From the Introduction

Despite its lip service to secular ideals, Indian cinema in general has contributed significantly to the celebratory construction of Hindu nationalist discourse. It has done so by reviving precisely those tenets of social organization and gender politics which have been invoked by the nationalist discourse and which are derived from Hindu mythology. It is notable, however, that a specific genre within Indian cinema—the Muslim film—reverses the binarism of Hindu and Muslim identities. This genre represents the Muslim not as masculine, fundamentalist, and separatist, but rather as feminine, exotic, and seductive. This apparent anomaly has been explained by Faisal Devji in his recent essay, “Hindu/Muslim/Indian.” Devji argues that the latter “benign” construction of the Muslim in popular texts fulfills a dual function for Hindus. First, it counters the putative threat of the Muslim, who is commonly viewed as the “enemy within.” Second, the representation of the Muslim woman as a figure of romance in literature and film “elicit[s].. pleasure in the shape of a rape fantasy.” Devji reads this fantasy as a mock punishment meted out to the Muslim whose presence not only reactivates the painful memory of the partition, but who is also believed capable of re-enacting that violent history….

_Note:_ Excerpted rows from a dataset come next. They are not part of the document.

PR #5973, opened 2022-01-27
GitLab Oauth2 Poker Integration

### LINKED ISSUE #5404: Sprint Poker: GitLab: Scope: Oauth2
The next integration we'd like to add to sprint poker is GitLab :tada:.

To do that, we need the following:
- A UI
- A DB Table to store GitLab credentials
- A mutation to add credentials to the DB

### Acceptance Criteria
- [ ] When the user creates a new poker meeting, a GitLab tab is visible with the same functionality as the GitHub tab. It should look pretty similar to https://github.com/ParabolInc/parabol/blob/091037bf777be5d7e5d138e111b474e56e948f27/packages/client/components/ScopePhaseAreaAddGitHub.tsx. Note: we use Relay v11 now, so it's encouraged to use hooks e.g. `useFragment` instead of HOCs like `createFragmentContainer`. Pro tip: refactor the GitHub component to use hooks, copy the file, do a search & replace to change `Hub` to `Lab`.

Screenshot from 2021-09-15 13-13-23

#### Frontend
- [ ] Clicking "Import stories from GitLab" opens an oauth2 flow
- [ ] Completing the oauth2 flow should create a new record in the `GitLabAuth` table and the component showing should just say "Integrated!" 

#### Backend
- [ ] A postgres migration exists that creates a new table called `GitLabAuth`. The columns are about the same as the columns in `GitHubAuth`. To create a migration, call `yarn pg:migrate create gitlabAuth`. To explore postgres use pgadmin at localhost:5050
- [ ] A mutation to support adding gitlab auth to the database is created. Use `yarn newMutation addGitLabAuth` and it will create all the necessary files 

Estimate: 16 hours

nickoferrall:
Fix #5404 

#### To Test

- copy the GitLab env vars from the devops repo under `environments/local` and paste them into your `env` file in the `parabol` repo. If you don't have access to the devops repo, send a message in Slack requesting access
- if you're a super user, go to /admin/graphql and execute the `addFeatureFlag` mutation, adding gitlab. You can add yourself as a super user in postgres `localhost:5050`
- you may also need access to Parabol's GitLab app. I've invited Georg with have owner privileges and sent an email to elias@parabol.co (if that's the right email?) with guest privileges
- return to the `parabol` repo and run `yarn postdeploy`. This will run the `postDeploy` script which will call `primeIntegrations.ts` which will add the GitLab Parabol app credentials to your local db
- create a Sprint Poker meeting, go to the `Scope` phase, click on the `GitLab` tab, and click `Import issues from GitLab`. This should open the GitLab oauth2 page and, once you've clicked `Authorize`, you should see `Integrated!` within the GitLab card


packages/client/components/ScopePhaseArea.tsx
```diff
@@ -61,43 +63,49 @@ const TabContents = styled('div')({
...
+const baseTabs = [
   {icon: <GitHubSVG />, label: 'GitHub'},
   {icon: <JiraSVG />, label: 'Jira'},
   {icon: <ParabolLogoSVG />, label: 'Parabol'}
 ]
 
 const ScopePhaseArea = (props: Props) => {
   const {meeting} = props
+  const {viewerMeetingMember} = meeting
+  if (!viewerMeetingMember) return null
```
nickoferrall, line 75: Why is `viewerMeetingMember` nullable?

packages/client/modules/teamDashboard/components/ProviderRow/GitLabProviderRow.tsx
```diff
@@ -157,34 +157,32 @@ const GitLabProviderRow = (props: Props) => {
...
+            onClick={() => openOAuth(cloudProviderId, clientId, serverBaseUrl)}
+            palette='warm'
+            waiting={submitting}
+            onMouseOver={cloudOpenTooltip}
+            onMouseOut={cloudCloseTooltip}
+            ref={cloudRef}
+          >
+            {isDesktop ? 'Connect' : <Icon>add</Icon>}
+          </StyledPrimaryButton>
+          {/* {cloudTooltipPortal('Connect to GitLab Cloud')} */}
```
nickoferrall, line 170: I think we should hide the tooltip until GitLab Self-hosted is ready. I was wondering why GitLab had a tooltip but all the other integrations didn't

nickoferrall:

packages/client/components/ScopePhaseArea.tsx
Dschoordsch: -1 React really doesn't like it when you return before all hooks 
https://reactjs.org/docs/hooks-rules.html#only-call-hooks-at-the-top-level

packages/server/graphql/types/GitLabIntegration.ts
```diff
@@ -19,7 +19,7 @@ const GitLabIntegration = new GraphQLObjectType<any, GQLContext>({
     },
     cloudProvider: {
       description:
-        'The cloud provider the team member may choose to integrate with. Nullable based on env vars',
+        'The cloud provider the team member may choose to integrate with. Nullable based on env vars, e.g. a self-hosted instance',
```
Dschoordsch, line 22: -1 This description adds more confusion for me, do you mean "Could be null for self hosted parabol instances" or "Could be set to null if only self hosted GitLab servers are supported"?

packages/client/components/ScopePhaseAreaAddJira.tsx
```diff
@@ -50,14 +50,14 @@ const ScopePhaseAreaAddJira = (props: Props) => {
...
+  const authJira = () => {
     AtlassianClientManager.openOAuth(atmosphere, teamId, mutationProps)
   }
   return (
     <AddJiraArea>
-      <AddJiraButton onClick={importStories} size={'medium'}>
+      <AddJiraButton onClick={authJira} size={'medium'}>
         <JiraSVG />
-        Import stories from Jira
+        Import issues from Jira
```
Dschoordsch, line 60: +1 traditionally the team votes on stories, bugs are not estimated because by their very nature these are uncertain

packages/client/modules/teamDashboard/components/ProviderRow/GitLabProviderRow.tsx
Dschoordsch: +1 I agree, could you add a TODO in the comment?

Dschoordsch (changes requested):
Only small changes. Did not test yet.

packages/server/graphql/types/GitLabIntegration.ts
nickoferrall: Yeah, I meant it could be null for self-hosted Parabol instances, but I'm happy to remove this if it adds more confusion

packages/client/components/ScopePhaseArea.tsx
nickoferrall: Darn, I managed to miss those hooks below. Updated 👍

packages/client/components/ScopePhaseAreaAddJira.tsx
nickoferrall: Once we integrate with Jira, we refer to everything as issues instead of stories, e.g. "Search issues", "New Issue". I think we should be consistent with one or the other. I'd be happy to update everything to "stories" if that's more accurate in Jira land

Screenshot 2022-01-27 at 18 09 59

packages/client/components/ScopePhaseArea.tsx
```diff
@@ -71,33 +73,39 @@ const ScopePhaseArea = (props: Props) => {
   const {meeting} = props
   const [activeIdx, setActiveIdx] = useState(1)
   const isDesktop = useBreakpoint(Breakpoint.SIDEBAR_LEFT)
+  const {viewerMeetingMember} = meeting
+  if (!viewerMeetingMember) return null
+  const {user} = viewerMeetingMember
+  const {featureFlags} = user
+  const {gitlab: allowGitlab} = featureFlags
```
Dschoordsch, line 80: +1 I don't know how modular the integrations should be, ideally we would check if any `cloudProvider` or `sharedProvider` is available before we show the tab, otherwise it will just be blank.

Dschoordsch (approved):
Tested, works, but shows blank tab if no `cloudProvider` was added. Not technically part of AC, but might be better for self-hosted instances once we remove the feature flag.

packages/client/components/ScopePhaseArea.tsx
nickoferrall: Makes sense, I've pushed an update checking whether the `cloudProvider` & `sharedProviders` exist. I also noticed a bug in the `sharedProviders` logic and made a change.

Also, I understand that the `cloudProvider` has the GitLab Parabol app credentials which it gets from the `postDeploy` script using our env vars. But how will external users integrate their GitLab apps with Parabol? Is the `cloudProvider` currently just a placeholder that we'll update before releasing the integration?

packages/server/graphql/types/GitLabIntegration.ts
```diff
@@ -33,13 +33,13 @@ const GitLabIntegration = new GraphQLObjectType<any, GQLContext>({
       type: new GraphQLNonNull(new GraphQLList(new GraphQLNonNull(IntegrationProviderOAuth2))),
       resolve: async ({userId}, _args, {dataLoader}) => {
         const teamMembers = await dataLoader.get('teamMembersByUserId').load(userId)
+        const organizationUsers = await dataLoader.get('organizationUsersByUserId').load(userId)
+        const orgIds = organizationUsers.map(({orgId}) => orgId)
```
Dschoordsch, line 37: -1 As stated in line 9 and line 32 the integration is per team member, thus we don't want all organizations, but only the one where the current team is in.

Dschoordsch (changes requested):

packages/server/graphql/types/GitLabIntegration.ts
nickoferrall: Could you clarify the difference between the `cloudProvider` and `sharedProviders` please? Am I right in saying that the `cloudProvider` is the default GitLab application (or Mattermost etc) that everyone can access, whereas the `sharedProviders` are the applications that a team or org has integrated with and only they can access? I'm a little unclear on this (see [comment here](https://github.com/ParabolInc/parabol/pull/5973#discussion_r794453361)). 

On line 35, we're getting all `teamMembers`, including ones that don't belong to this org or team. If we only want the providers integrated with this team or its org, I could do something like this:

```
        const team = await dataLoader.get('teams').load(teamId)
        if (!team) return standardError(new Error('Team not found'), {userId: viewerId})
        const {orgId} = team
        const orgTeams = await dataLoader.get('teamsByOrgIds').load(orgId)
        const orgTeamIds = orgTeams.map(({id}) => id)
        return dataLoader
          .get('sharedIntegrationProviders')
          .load({service: 'gitlab', orgTeamIds, teamIds: [teamId]})
```

Dschoordsch: You're right about `cloudProvider` and `sharedProviders` and your solution looks correct as well.

nickoferrall: OK thanks, update pushed 👍

Dschoordsch (approved):
Tested, works. Also mattermost still works.

packages/client/components/ScopePhaseArea.tsx
```diff
@@ -71,33 +73,43 @@ const ScopePhaseArea = (props: Props) => {
   const {meeting} = props
   const [activeIdx, setActiveIdx] = useState(1)
   const isDesktop = useBreakpoint(Breakpoint.SIDEBAR_LEFT)
+  const {viewerMeetingMember} = meeting
+  if (!viewerMeetingMember) return null
+  const {user} = viewerMeetingMember
+  const {featureFlags} = user
+  const gitlabIntegration = viewerMeetingMember.teamMember.integrations?.gitlab
```
mattkrick, line 80: +1 grab teamMember on L78
+1 integrations is nonnull

packages/client/components/ScopePhaseArea.tsx
```diff
@@ -71,33 +73,43 @@ const ScopePhaseArea = (props: Props) => {
...
+  const hasGitLabProvider = !!(
```
mattkrick, line 81: +1 _very_ nitty: `hasGitLabProvider` makes me think the viewer has already integrated (they "have" a gitlab integration).

Perhaps we say `isGitLabProviderAvailable`?

packages/client/components/ScopePhaseAreaGitLab.tsx
```diff
@@ -0,0 +1,62 @@
...
+import ScopePhaseAreaAddGitLab from './ScopePhaseAreaAddGitLab'
+
+interface Props {
+  isActive: boolean
+  gotoParabol: () => void
+  meetingRef: ScopePhaseAreaGitLab_meeting$key
+}
+
+graphql`
+  fragment ScopePhaseAreaGitLab_teamMember on TeamMember {
```
mattkrick, line 14: -1 this fragment should be added to the mutation response here: https://github.com/ParabolInc/parabol/blob/918b002b3315f0c5cfba9e5b5e50c80ed17ccdf9/packages/client/mutations/AddTeamMemberIntegrationAuthMutation.ts#L9

packages/client/components/ScopePhaseAreaGitLab.tsx
```diff
@@ -0,0 +1,62 @@
...
+    integrations {
+      gitlab {
+        auth {
+          provider {
+            scope
```
mattkrick, line 19: -1 scope isn't ever used in the component. I think we're requesting this in order to see if there is a provider. If that's the case, you can grab the `id` or `__typename` field to express that (since those fields are automatically requested & immutable)

packages/client/components/ScopePhaseAreaGitLab.tsx
```diff
@@ -0,0 +1,62 @@
...
+        }
+      }
+    `,
+    meetingRef
+  )
+  const {viewerMeetingMember} = meeting
+  if (!viewerMeetingMember || !isActive) return null
+  const {teamMember} = viewerMeetingMember
+  const {integrations} = teamMember
+  const hasAuth = !!integrations?.gitlab?.auth
```
mattkrick, line 45: +1 integrations is non-null

packages/client/mutations/AddTeamMemberIntegrationAuthMutation.ts
```diff
@@ -4,7 +4,7 @@ import {StandardMutation} from '../types/relayMutations'
 import {AddTeamMemberIntegrationAuthMutation as TAddTeamMemberIntegrationAuthMutation} from '../__generated__/AddTeamMemberIntegrationAuthMutation.graphql'
 
 graphql`
-  fragment AddTeamMemberIntegrationAuthMutation_part on AddTeamMemberIntegrationAuthSuccess {
+  fragment AddTeamMemberIntegrationAuthMutation_teamMember on AddTeamMemberIntegrationAuthSuccess {
```
mattkrick, line 7: I need to do a better job of expressing the naming conventions for these fragments at the top of mutation files.

For the fragments at the top of mutation files, the suffix is the name of the subscription (if any).
Since this mutation doesn't publish anything to a subscription channel, we can inline this gql fragment in the `mutation` fragment below. See minute ~16 of the loom video. Let me know if you have any questions or ideas on how to better communicate this with team members since this naming convention isn't enforced by a compiler like the other ones are.

packages/server/graphql/types/GitLabIntegration.ts
```diff
@@ -11,7 +12,11 @@ const GitLabIntegration = new GraphQLObjectType<any, GQLContext>({
     auth: {
       description: 'The OAuth2 Authorization for this team member',
       type: TeamMemberIntegrationAuthOAuth2,
-      resolve: async ({teamId, userId}, _args, {dataLoader}) => {
+      resolve: async (
+        {teamId, userId}: {teamId: string; userId: string},
+        _args: unknown,
+        {dataLoader}: GQLContext
```
mattkrick, line 18: +1 GQLContext isn't necessary here since it's passed through from L8

packages/server/graphql/types/GitLabIntegration.ts
```diff
@@ -31,18 +36,23 @@ const GitLabIntegration = new GraphQLObjectType<any, GQLContext>({
...
+          standardError(new Error('Team not found'), {userId: viewerId})
+          return []
+        }
+        const {orgId} = team
+        const orgTeams = await dataLoader.get('teamsByOrgIds').load(orgId)
+        const orgTeamIds = orgTeams.map(({id}) => id)
         return dataLoader
           .get('sharedIntegrationProviders')
-          .load({service: 'gitlab', orgTeamIds, teamIds})
+          .load({service: 'gitlab', orgTeamIds, teamIds: [teamId]})
```
mattkrick, line 55: +2 fixing my terrible business logic. This makes perfect sense!

packages/server/graphql/types/GitLabIntegration.ts
```diff
@@ -31,18 +36,23 @@ const GitLabIntegration = new GraphQLObjectType<any, GQLContext>({
...
-          .flat()
-          .filter(isValid)
-        const orgTeamIds = orgTeams.map(({teamId}) => teamId)
+      resolve: async (
+        {teamId}: {teamId: string},
+        _args: unknown,
+        {authToken, dataLoader}: GQLContext
+      ) => {
+        const viewerId = getUserId(authToken)
+        const team = await dataLoader.get('teams').load(teamId)
```
mattkrick, line 45: +1 you can use Georg's new API `loadNonNull` instead of `load` here because this GitLabIntegration object lives on a TeamMember object & you can't have a teamMember without a team, so we know team is guaranteed non-null

mattkrick (changes requested):
Really solid, works like a charm! Loom here (it ends abruptly because I trimmed the end of the video where i exposed development env vars) https://www.loom.com/share/facca2ad2d9948c4ab1cc10016e460c1

mattkrick:
looks great!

I shall extend Devji’s argument by illustrating that, in a specific subgenre of the Muslim film—the tawaif or courtesan film—not only does the representation of the Muslim woman as a tawaif seduce her Hindu audiences (by, in effect, “asking for” her rape), but the focal point at which this occurs is during certain key scenes in which the tawaif unveils herself to the pro-filmic and, by extension, to the film audience. What Devji’s argument does not address is the popularity of the tawaif film with its equally devoted Muslim audience. Nor can the argument that the film extracts a public confession from the Muslim imaginary for the internalized “guilt” of being different within an aggressive homogenizing national culture, explain that appeal.

I will argue via Pakeezah and Umrao Jaan that the tawaif film interpellates “Hindus” and “Muslims” into different subject positions by employing different textual strategies.